Opinion, Berkeley Blogs

Mubarak's mistake: The road not taken

By Malcolm Potts

In the mid-1980s I had a face-to-face interview with President Hosni Mubarak to discuss family planning. He looked at the population projections I carried and told me he was an Air Force officer and fully understood numbers and graphs. The problem was I could not get him to understand that the way his government was delivering family planning through the health system was insensitive to the needs of poor women.  In fact, the health services were so bad that women preferred to deliver a baby at home, and  perhaps risk death from postpartum hemorrhage, than go to hospital where they would be treated no better than cattle.

As a physician, I believe women everywhere have a basic human right to family planning information and methods, but Egypt also demonstrates the geopolitical consequences of failure to make family planning easy to obtain.

When I met Mubarak the population of Egypt was 50 million. When I first visited the country over a decade earlier it had been 35 million.  One of the people I worked with was a senior Cairo professor of obstetrics. He had to deal with a huge burden of botched abortions and knew perfectly well that Egyptian women wanted fewer children. He knew he had to begin with perceptions instead of an unnecessarily medicalized framework  - the road less frequented in family planning.

But how to do you get illiterate peasant women to ask one of the best know doctors in Cairo about something as personal and embarrassing as advice on contraception? My friend’s answer was to pay a peasant woman to sit in his waiting room and gossip to the other patients. She would say, “The professor has a special device from America to stop you getting pregnant, but he only gives it to his private patients.” Many of the women, as they were leaving, screwed up their courage: “Doctor, you have a device to stop me getting pregnant?”

“Who told you that?” he would snap, pretending to be angry. Then he would explain the advantages and disadvantages of intrauterine contraception and offer to insert a device, providing the woman promised not to tell anyone else – which he knew perfectly she would do. It was a grass roots approach to family planning.

In the early 1970s, I had been asked to join a World Bank mission to support the Egyptian government’s family planning program. We visited health centers where sometimes the young doctor, fresh out of medical school, would expect bribes from his patients. One health center was locked and no one could find the key.

I was the only member of the team who had sat in front of women desperate not to be pregnant. Most of the money the Bank was giving was a loan to build health centers. I have nothing against health centers, but it is not the road I would travel to offer family planning in a country like Egypt. I asked why the World Bank was depending in health centers when the need was to take contraceptives to the women’s doorsteps.

No one listened. Nothing changed. The population of Egypt went on growing. Instead of exporting food the country began to import it. The government invested in schools and universities, but it could not create sufficient jobs for the growing number of young men.

Today, with over 80 million people, Egypt imports 60% of its wheat and last year food prices rose by over 50%. Half the population is under age 24 – these are the unemployed, frustrated  men who led the demonstrations in El Tahrir Square in central Cairo.
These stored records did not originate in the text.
PR #531, opened 2026-08-12
fix: open-issue sweep — plugin prefix identity, logging FNs, CI gates

### LINKED ISSUE #504: fix(node-security): no-timing-unsafe-compare fires on string-literal and boolean comparisons
**106 findings** in the 8-repo scan — the largest remaining false-positive source.

## Repro

```js
if (revokedToken === 'access') { }   // ← "timing attack"
if (prevAuth === curAuth) { }        // ← two booleans
```

Both report `CWE-208 | Using === to compare secrets enables timing attacks`.

`'access'` is a **string literal sitting in the source file** — there is no secret on either side. The rule's evidence is the identifier name containing `token` / `auth`. Real site: `okta/okta-auth-js` `lib/oidc/dpop.ts:185`, and `AuthStateManager.ts:44` where it flags `JSON.stringify(a) === JSON.stringify(b)` used for change detection.

## Fix direction

A timing-unsafe comparison needs **both operands to be plausibly secret**. A comparison against a literal, a boolean, or a serialized-state string cannot leak a secret that isn't already in the source. Require the other operand to be non-literal, and drop name-only evidence.

## Acceptance

- TDD: the three shapes above added as `valid` and failing before the fix
- Existing true positives (comparing two secret-bearing identifiers) still report
- Re-run `agents/footprint/scripts/scan-targets.ts` — this rule's count should fall to near zero on the 8 targets

### LINKED ISSUE #505: fix(secure-coding): no-redos-vulnerable-regex flags anchored linear patterns
**61 findings.** Identified 2026-08-09 as fix-order item #8 — now the oldest known unfixed defect.

## Repro

```js
const V3_URL_REGEX = /^https:\/\/js\.stripe\.com\/v3\/?(\?.*)?$/;
```

Reports `Nested Quantifier Pattern: exponential backtracking | CRITICAL`.

Anchored at both ends, one optional group, **no nested quantifier**. This is linear.

Real site: `stripe/stripe-js` `src/shared.ts:23-24`. Stripe was the cleanest repo in the whole scan — 2 findings in 79 files — and both were this.

## Fix direction

A nested quantifier is a quantified group that itself contains a quantifier: `(a+)+`, `(a*)*`, `(a|aa)+`. `\/?` followed by a separate `(\?.*)?` is two independent optional groups, not nesting. The check needs to look at quantifier *nesting depth* in the parsed pattern, not at the count of quantifier characters.

## Acceptance

- TDD: the Stripe regex as `valid`, failing first
- Genuine catastrophic patterns (`(a+)+$`, `(\w+\s?)*$`) still report
- Re-run the corpus scan

### LINKED ISSUE #506: fix(secure-coding): no-sensitive-data-exposure matches the word 'password' in prose
**41 findings.**

## Repro

```js
console.warn(
  "[WARN] Redis server does not require a password, but a password was supplied."
);
```

Reports `CWE-532 | Sensitive data detected in logs: password | HIGH`.

The word *password* appears in an English sentence. **No value is logged.** Real site: `redis/ioredis` `lib/redis/event_handler.ts:271` and `:279`.

## Fix direction

A static string literal with no interpolation cannot leak a runtime secret — whatever words it contains. Reporting should require an interpolated expression or a member access that carries the value (`user.password`, `${token}`), not a word in a constant.

Note `literalCarriesSecret()` already exists in this rule for a related case (requiring `\b<word>\b[^:=\n]{0,24}[:=]\s*\S`); the logging path does not use it.

## Acceptance

- TDD: the ioredis warning as `valid`, failing first
- `console.log(user.password)` and `` console.log(`token=${t}`) `` still report

### LINKED ISSUE #507: fix(jwt-security): no-decode-without-verify matches any method named decode
**31 findings.**

## Repro

```js
file.content = file.decode(raw)   // Shopify/cli — a TOML file parser
const accessJwt = sdk.token.decode(accessToken)   // okta — Okta's own method
```

Both report `JWT decoded without verification`. Neither involves `jsonwebtoken`.

The one case that *is* a real `jwt.decode` is `twilio/twilio-node` `TokenAuthStrategy.ts:49` — and Twilio documented why on the line above:

```js
// Decode the token without verifying the signature, as we only
// want to read the expiration for this check
const decoded = jwt.decode(token) as JwtPayload;
```

Reading `exp` to decide when to refresh your own token is standard; the signature is verified server-side.

## Fix direction

Require the callee to resolve to an imported JWT library (`jsonwebtoken`, `jose`, `jwt-decode`) — the SDK-evidence gate this repo already applies elsewhere. A bare method named `decode` is not evidence of anything.

Separately, consider whether the Twilio shape (decode → read `exp` only, no trust decision) warrants a lower severity or an exemption.

## Acceptance

- TDD: the TOML and `sdk.token.decode` cases as `valid`, failing first
- `import jwt from 'jsonwebtoken'; jwt.decode(t)` with no `verify` still reports

### LINKED ISSUE #512: feat(node-security): non-crypto-use exemption for hash rules
Not a false positive — a rule-design gap.

## Repro

```js
// redis/ioredis lib/Script.ts:15
this.sha = createHash("sha1").update(lua).digest("hex");
```

Reports `CWE-327 | Use of weak hash algorithm: SHA-1 | CRITICAL`.

SHA-1 **is** used, so the detection is correct. But this is the **EVALSHA script identifier the Redis wire protocol mandates** — a cache key, not a security control. A maintainer reading this finding correctly concludes the tool does not understand their code.

The same shape will hit ETags, content-addressed caches, and cache-busting hashes.

## Fix direction

An exemption path for non-security hashing. Options, roughly in order of preference:

1. A recognised set of non-crypto uses (assignment to `sha`/`etag`/`cacheKey`, `digest('hex')` fed to a Map key)
2. An `allowNonCryptographic` option, defaulting off, documented with the Redis case
3. A JSDoc annotation (`@non-crypto-hash`), consistent with the `@safe` annotations elsewhere

Whichever is chosen, the message should name the distinction so a reader can tell which case they are in.

### LINKED ISSUE #514: fix(jwt-security): published package crashes ESLint — recommended emits jwt/ prefixes after rename
**Severity: the plugin does not run at all.** Worse for an adopter than any false positive.

## Repro

```js
import jwtSecurity from 'eslint-plugin-jwt-security';
export default [{
  plugins: { 'jwt-security': jwtSecurity },
  rules: { ...jwtSecurity.configs.recommended.rules },
}];
```

```
A configuration object specifies rule "jwt/no-algorithm-none",
but could not find plugin "jwt".
```

Verified against the package published on npm. Hit while building `agents/footprint/scripts/scan-targets.ts`, which now derives plugin keys from the rules themselves to work around it.

## Root cause

The source package is still `packages/eslint-plugin-jwt`. It **publishes** as `eslint-plugin-jwt-security`, but `configs.recommended` still emits the pre-rename `jwt/` prefix. Registering under the package name — the obvious thing — fails; only registering as `jwt` works.

`postgresql-security` is suspected to have the same shape (`pg/` prefix); not yet verified, the package would not resolve locally.

## Why this is not a one-line change

Switching to `jwt-security/` **breaks every adopter currently registering as `jwt`**, which is the only registration that works today. It needs a release decision first:

- dual prefixes for a deprecation window, or
- a major with a migration note

Plus the source directory rename, the docs slug (see the docs↔package coupling constraint), and a regression lock asserting each plugin's `configs.recommended` rule prefixes match its published package name.

## Acceptance

- Registering by package name works for every published plugin
- A test iterates all plugins and asserts prefix == package suffix

### LINKED ISSUE #515: fix(secure-coding): no-directive-injection flags the correct DOMPurify call
The rule reports the recommended safe pattern:

```js
DOMPurify.sanitize(html, { ALLOWED_TAGS, ALLOWED_ATTR })
```

This is the configured, allow-listed sanitizer call — the answer the rule should be steering people toward. Reporting it tells a developer who did the right thing that they did the wrong thing.

Carried over from the FP worklist in `DISTRIBUTION-PLAN.md`; not yet reproduced in isolation.

## Acceptance

- TDD: the call above as `valid`, failing first
- A genuinely unsafe directive (`sanitize(html, { ADD_TAGS: ['script'] })`, or an unsanitized assignment) still reports

### LINKED ISSUE #516: fix(secure-coding): no-hardcoded-credentials allowInTests is not applying
17 of 18 findings were fixtures in `integration/auth.test.js` — a file `allowInTests` exists to skip.

Either the option is not being read, or its pattern does not match `integration/*.test.js`.

## Acceptance

- Determine which of the two it is before changing anything
- TDD: a credential-shaped literal in `integration/auth.test.js` as `valid` with the default options
- Real credentials in production paths still report

ofri-peretz:
## Summary

One PR for the open-issue backlog. Every number below is **measured** against the
8-repo corpus scan (`okta/okta-auth-js`, `auth0/express-openid-connect`,
`stripe/stripe-js`, `twilio/twilio-node`, `redis/ioredis`,
`paypal/paypal-checkout-components`, `okta/okta-signin-widget`, `Shopify/cli`)
with the local build — before and after — not quoted from the issue text.

Closes #504
Closes #505
Closes #506
Closes #507
Closes #512
Closes #514
Closes #515
Closes #516

## Measured effect on the corpus

| Rule | Before | After | |
|---|--:|--:|---|
| `node-security/no-timing-unsafe-compare` | 106 | **27** | −79 |
| `secure-coding/no-redos-vulnerable-regex` | 61 | **35** | −26 |
| `node-security/no-weak-hash-algorithm` | 7 | **6** | −1 |
| `jwt-security/no-decode-without-verify` | 1 | **2** | +1 — a **new true positive** the jose fix uncovered |
| **Total** | **993** | **888** | **−105** |

Survivors were inspected rather than assumed. What remains for the timing rule
is `password !== confirmPassword`, `hash !== token.claims.at_hash`,
`claims.nonce !== nonce`; for ReDoS it is NFA-confirmed link-header and
URL-validation regexes.

`no-hardcoded-credentials` shows no movement here **because this scan already
excludes test paths** — the 17-of-18 figure in #516 came from a scan that did
not. Its fix is verified by fixtures instead, not by this table.

## The fixes

**#514 — plugins were not usable under their own package name.** A shipped
crash. `eslint-plugin-jwt-security` and `eslint-plugin-postgresql-security` were
renamed but their presets kept emitting the pre-rename `jwt/` and `pg/`
prefixes, so the shape every README shows failed outright. Legacy keys stay
registered for a deprecation window. Exactly 2 of 30 plugins were affected; the
`pg` case was "suspected, not verified" in the issue and is now verified.

**#504 — comparisons against constants.** `revokedToken === 'access'`
(`okta/okta-auth-js` `lib/oidc/dpop.ts:185`) cannot leak a secret: the value
compared against is in the source. Three guards — constant operands, boolean
predicate names (`isAuthenticated`), and namespaced constants
(`AUTHENTICATOR_KEY.WEBAUTHN`, 73 of the 88 left after the first two). The last
guard requires **both** a namespace-cased object and a constant-cased property
on a non-computed member, so `credentials.API_TOKEN`, `secrets[API_TOKEN]` and
`process.env.API_TOKEN` (both spellings) all still report.

**#505 — the NFA verdict is now final, and invalid syntax is not ReDoS.**
`checkWithScslre` returned a boolean, so "analysed and safe" and "could not
analyse" were the same value; every pattern the NFA cleared fell through to
regexes-matching-regex-source and got reported anyway. That is how Stripe's
`/^https:\/\/js\.stripe\.com\/v3\/?(\?.*)?$/` became `CRITICAL`. Stripe: 3 → 0.
Separating parse failure from analyser failure then left the heuristic layer
with nothing to do but overrule clean verdicts, so it is deleted.

**#516 — the diagnosis was neither option in the issue.** The option is read
and its patterns *do* match `integration/*.test.js`. It defaulted to `false`,
and `configs.recommended` registers the rule as bare `'error'` with no options —
so the exemption was never on. Default flipped; production paths unchanged.

**#512 — non-cryptographic hashing.** `this.sha = createHash('sha1')…` in
`redis/ioredis` is the EVALSHA identifier the Redis protocol mandates. Narrow by
construction: it is about where the value *lands*, and seven invalid fixtures
pin that "call it `sha`" cannot silence the rule on a real security control.

**#507 and #515 — the reported FPs no longer reproduce.** Both are locked as
`valid` fixtures taken from the real files. Verifying them surfaced three
genuine defects, all fixed: jose's `decodeJwt` went undetected (the method set
listed `decodeJWT`, a spelling no library ships — this is the +1 true positive
above); the foreign-import gate never checked chained receivers like
`sdk.token.decode`; and `DOMPurify.sanitize(html, { ADD_TAGS: ['script'] })` was
**silently accepted** — markup that executes while reading as sanitized at the
call site.

## Also fixed

**The pre-push gate could not go green in a fresh worktree.**
`oxlint:shims:verify` requires `dist/` for all 30 plugins, but the build ran
under `--filter=...[origin/main]`. Any push not touching every plugin failed on
`Cannot find module`. Build is now unfiltered; `test` keeps the filter.

## Code scanning

3 of 26 alerts are fixable in code, and all 3 are fixed: two unpinned actions
pinned to SHA, and `weekly-benchmark.yml` top-level `permissions:` reduced to
`contents: read`. A stale `# v5` comment on a v6 SHA was corrected.

The other 23 cannot be closed by a PR: 12 are job-scoped `write` permissions the
jobs require, 6 are already version-pinned installs where Scorecard wants
hash-pinning, and 5 are repo-level signals (Fuzzing, SAST, Security-Policy,
Code-Review, CII) needing OSS-Fuzz, CodeQL enablement and a review policy.

## Test plan

- [x] Every fix mutation-verified — reverting each rule turns its new fixtures red
- [x] `turbo run build test` across the whole graph: **70/70 tasks green**
- [x] Every touched rule at 100% statement/branch/function/line coverage
- [x] `benchmarks/__tests__/plugin-prefix-identity.lock.test.ts` — 62 tests across all 30 plugins, verified red on the unfixed code, with a guard-the-guard on the plugin count
- [x] `scripts/__tests__` 1106 tests green; `lint-workflows.ts` clean across 34 workflows
- [x] `ilb:scope-audit` 2 findings → 0
- [x] Rule docs updated and generated MDX re-synced

## Review

Three of four CodeRabbit findings were real defects and are fixed — see the
[response comment](https://github.com/ofri-peretz/eslint/pull/531#issuecomment-5263645446).
The fourth (splitting benchmark execution from publication) is a pre-existing
workflow redesign, declined here with a reason.

## Repo setting to change

Settings → Actions → General → **Fork pull request workflows from outside
collaborators**. Until this changes, release PRs stall in `action_required`.


ofri-peretz:
## Review responses

Three of the four findings were real defects and are fixed in `0a2a2b4`. The fourth is declined with a reason.

### ✅ `isNamedConstant` infers a constant from an arbitrary member name — **fixed**

Correct on all three counts, and the third one stings: `secrets[API_TOKEN]` is the same computed-property bug this PR already fixes twice elsewhere (`no-sensitive-data-exposure`, `no-weak-hash-algorithm`), reintroduced in new code.

Rather than special-case each hole, the guard now requires **both** halves to carry the convention — a namespace-cased object (PascalCase or SCREAMING_SNAKE) **and** a constant-cased property, on a non-computed member:

```js
if (node.computed) return false;
if (node.object.type !== AST_NODE_TYPES.Identifier) return false;
if (node.property.type !== AST_NODE_TYPES.Identifier) return false;
return NAMESPACE_NAME.test(node.object.name) && NAMED_CONSTANT.test(node.property.name);
```

All 73 corpus findings the guard exists for satisfy both halves, so nothing is lost. The three named cases now report:

| Shape | Why it reports |
|---|---|
| `userToken === credentials.API_TOKEN` | `credentials` is camelCase — a runtime value, not a namespace |
| `userToken === process['env'].API_TOKEN` | object is a MemberExpression, not an Identifier |
| `userToken === secrets[API_TOKEN]` | computed — the property name is unknowable |

This **deletes** the `isProcessEnv` special case rather than extending it to bracket notation: `process` is lowercase, so neither spelling was ever a namespace. A narrower rule that needs fewer exceptions.

Measured cost on the corpus: 26 → 27 findings. The one regained is `this.auth !== this.ANY`, which has no Identifier object. Fixtures and the changeset are updated.

### ✅ Invalid regex syntax reported as ReDoS — **fixed, and the layer is gone**

Right, and following it through made the conclusion bigger than the fix. Parse failure is now terminal — `new RegExp("(a+")` throws at construction and can never backtrack, so it gets no report.

Once invalid syntax is separated out, the heuristic layer had nothing left to do: a pattern either fails to parse, or reaches the analyser and gets a verdict. Its only remaining effect was overruling clean verdicts. So it is **deleted** — the `REDOS_PATTERNS` table, `hasReDoSVulnerability`, `generateFixSuggestions`, and the four suggestion messageIds.

`allowCommonPatterns` is accepted-and-ignored rather than removed, so configs that set it keep loading; it is marked deprecated and goes in the next major.

Rather than replace the synthetic fallback fixtures, they are deleted with the layer. Coverage is back to 100% through the single reachable catch.

### ✅ `AST_NODE_TYPES` instead of string literals — **fixed** in both call sites.

### ❌ Split benchmark execution from publication — **declined here, worth its own issue**

Correct as a design point, but out of scope for this PR. My change to `weekly-benchmark.yml` only **reduced** permissions — top-level `contents/pages/id-token: write` moved down onto the single job that needs them, addressing a Scorecard alert. Splitting measurement from publication into two jobs with an artifact handoff and a PR-based commit path is a workflow redesign that touches Supabase and Pages wiring, and it does not belong in a PR about rule false positives.

Filing it separately is the right move; happy to take it next.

Other countries have gone down the road not taken. In Bangladesh, which is much poorer and less educated then Egypt, tens of millions of women now have just over two children. In the Islamic Republic of Iran, which is much less secular than Egypt, the average Iranian family has two children. When I was last in Teheran I saw the ‘Moral Police’ patrolling a public park waiting to arrest any young couple that might hold hands in public. Yet the government of Iran had the good sense to make a full range of family planning methods widely available in both the cities and villages. The birth rate has plummeted more rapidly than it did in China.

Egyptian women now average three children, which may seem a small increment over two, but demography is an unforgiving task master. By 2050 the population of Egypt will be between 110 to 150 million. Problems with employment, food prices and civil unrest will be even greater than today. I am delighted that people power won out last week, but the future of Egypt is still highly uncertain. As a result of high population growth, even a democratic government will not be able to deliver the jobs and the low-cost food the population expects.

For hundreds of millions of women around the world, access to the information and technologies they need to manage whether and when to have a child is as important a human freedom as a free press, or free elections.

Everyone in the development field, global politics and, yes, presidents of countries - whether dictatorial like deposed Hosni Mubarak in Egypt or corrupt, like Hamid Karzai in Afghanistan -  need to understand that when it comes to family planning the key is to listen to what women want, not try to tell them what to do. There is much truth in the last line of Robert Frost’s famous poem, The Road Not Taken, it “has made all the difference.”